===== Source data

PR #70, opened 2017-12-15
Big code refactor: client-go v5, and code-generator

### LINKED ISSUE #69: Upgrade k8s library?
Currently, we have a custom command (like kubeseal) that has a lot of copy pasted code from this repo but we'd like to just use this as a library. Unfortunately, I quickly ran into issues as we need a newer version of the k8s client. k8s client seems to change package layout every release. Any interest in upgrading the k8s client used by sealed-secrets? I'm happy to do the work to make it happen.

anguslees:
Huge code update, which should be an effective no-op.

- client-go release-5
- apimachinery, api, etc release-1.8
- Use code-generator to generate "standard" pkg/{apis,client}
- Change controller to use new (generated) informer
- Moved the small amount of actual crypto code into pkg/crypto

Fixes #69


anguslees:
I'm going to merge this.   Apologies for anyone who has outstanding PRs, since you're almost certainly going to have rebase conflicts to deal with :(

PR #74, opened 2018-01-10
move to bitnami-labs

sebgoa:
some of the files seem to be auto-generated 
I could not build because of the wrong import.

not sure what is the best/cleanest way to proceed.


anguslees:
`make generate` should regenerate the auto-generated files.  The generator tools are a bit fussy in the $GOROOT layout they expect, so you might need to fiddle a bit - in light of that, I'm happy just accepting a "manual" search/replace to get the build working again, and then fix the autogeneration pipeline again later.

What wouldn't build with the current PR?  travis-ci should be set up again now, so if you rebase/repush, you should get some travis logs that we can look at.

anguslees:
Superseded by #75

PR #81, opened 2018-02-20
Set controller command as image entrypoint

wmedlar:
This simple PR modifies the Dockerfile to use the `ENTRYPOINT` instruction instead of `CMD`, as the container's primary purpose is to run the controller. Using an entrypoint is more intuitive to an end-user as they can simply set runtime flags in the pod spec's args.


anguslees:
I have no strong opinion on this either way.  Setting ENTRYPOINT means it's harder to exec a debugging shell or otherwise use the container differently - otoh I agree it saves you from having to specify `container.command` in k8s.

PR #84, opened 2018-03-16
Omit empty spec.data, and improve integration test coverage

anguslees:
Improve integration test coverage to exercise both negative
paths (various types of invalid SealedSecrets), and new per-key
encryption.

Add `omitempty` to spec.data, fixing an issue when Spec.Data was
`nil` (yay for tests).

Also: bump version of kubecfg used to generate manifest YAML.

### DIFF
--- a/.travis.yml
+++ b/.travis.yml
@@ -13,6 +13,7 @@ os:
 
 env:
   global:
+    - PATH=$PATH:$GOPATH/bin
     - CONTROLLER_IMAGE_NAME=quay.io/bitnami/sealed-secrets-controller
     - CONTROLLER_IMAGE=${CONTROLLER_IMAGE_NAME}:${TRAVIS_TAG:-build-$TRAVIS_BUILD_ID}
     - MINIKUBE_WANTUPDATENOTIFICATION=false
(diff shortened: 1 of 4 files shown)


anguslees:
For posterity, the error fixed by omitempty was validation failing on `spec.data` = json `null`, and looked like:
```
SealedSecret.bitnami.com "not-testsecret" is invalid: []: Invalid value: map[string]interface {}{"kind":"SealedSecret", "apiVersion":"bitnami.com/v1alpha1", "metadata":map[string]interface {}{"namespace":"createvzpx2", "creationTimestamp":"2018-03-16T07:04:55Z", "annotations":map[string]interface {}{"sealedsecrets.bitnami.com/cluster-wide":"true"}, "uid":"54947da0-28e8-11e8-9faf-525400a05f29", "selfLink":"", "clusterName":"", "name":"not-testsecret"}, "spec":map[string]interface {}{"data":interface {}(nil), "encryptedData":map[string]interface {}{"foo":"AgAA..."}}}: validation failure list:        
          spec.data in body must be of type string: "null"
```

==========

Your answer must consist of every line above, transcribed verbatim.

* [Response to this exercise]:
PR #70, opened 2017-12-15
Big code refactor: client-go v5, and code-generator

### LINKED ISSUE #69: Upgrade k8s library?
Currently, we have a custom command (like kubeseal) that has a lot of copy pasted code from this repo but we'd like to just use this as a library. Unfortunately, I quickly ran into issues as we need a newer version of the k8s client. k8s client seems to change package layout every release. Any interest in upgrading the k8s client used by sealed-secrets? I'm happy to do the work to make it happen.

anguslees:
Huge code update, which should be an effective no-op.

- client-go release-5
- apimachinery, api, etc release-1.8
- Use code-generator to generate "standard" pkg/{apis,client}
- Change controller to use new (generated) informer
- Moved the small amount of actual crypto code into pkg/crypto

Fixes #69


anguslees:
I'm going to merge this.   Apologies for anyone who has outstanding PRs, since you're almost certainly going to have rebase conflicts to deal with :(

PR #74, opened 2018-01-10
move to bitnami-labs

sebgoa:
some of the files seem to be auto-generated 
I could not build because of the wrong import.

not sure what is the best/cleanest way to proceed.


anguslees:
`make generate` should regenerate the auto-generated files.  The generator tools are a bit fussy in the $GOROOT layout they expect, so you might need to fiddle a bit - in light of that, I'm happy just accepting a "manual" search/replace to get the build working again, and then fix the autogeneration pipeline again later.

What wouldn't build with the current PR?  travis-ci should be set up again now, so if you rebase/repush, you should get some travis logs that we can look at.

anguslees:
Superseded by #75

PR #81, opened 2018-02-20
Set controller command as image entrypoint

wmedlar:
This simple PR modifies the Dockerfile to use the `ENTRYPOINT` instruction instead of `CMD`, as the container's primary purpose is to run the controller. Using an entrypoint is more intuitive to an end-user as they can simply set runtime flags in the pod spec's args.


anguslees:
I have no strong opinion on this either way.  Setting ENTRYPOINT means it's harder to exec a debugging shell or otherwise use the container differently - otoh I agree it saves you from having to specify `container.command` in k8s.

PR #84, opened 2018-03-16
Omit empty spec.data, and improve integration test coverage

anguslees:
Improve integration test coverage to exercise both negative
paths (various types of invalid SealedSecrets), and new per-key
encryption.

Add `omitempty` to spec.data, fixing an issue when Spec.Data was
`nil` (yay for tests).

Also: bump version of kubecfg used to generate manifest YAML.

### DIFF
--- a/.travis.yml
+++ b/.travis.yml
@@ -13,6 +13,7 @@ os:
 
 env:
   global:
+    - PATH=$PATH:$GOPATH/bin
     - CONTROLLER_IMAGE_NAME=quay.io/bitnami/sealed-secrets-controller
     - CONTROLLER_IMAGE=${CONTROLLER_IMAGE_NAME}:${TRAVIS_TAG:-build-$TRAVIS_BUILD_ID}
     - MINIKUBE_WANTUPDATENOTIFICATION=false
(diff shortened: 1 of 4 files shown)


anguslees:
For posterity, the error fixed by omitempty was validation failing on `spec.data` = json `null`, and looked like:
```
SealedSecret.bitnami.com "not-testsecret" is invalid: []: Invalid value: map[string]interface {}{"kind":"SealedSecret", "apiVersion":"bitnami.com/v1alpha1", "metadata":map[string]interface {}{"namespace":"createvzpx2", "creationTimestamp":"2018-03-16T07:04:55Z", "annotations":map[string]interface {}{"sealedsecrets.bitnami.com/cluster-wide":"true"}, "uid":"54947da0-28e8-11e8-9faf-525400a05f29", "selfLink":"", "clusterName":"", "name":"not-testsecret"}, "spec":map[string]interface {}{"data":interface {}(nil), "encryptedData":map[string]interface {}{"foo":"AgAA..."}}}: validation failure list:        
          spec.data in body must be of type string: "null"
```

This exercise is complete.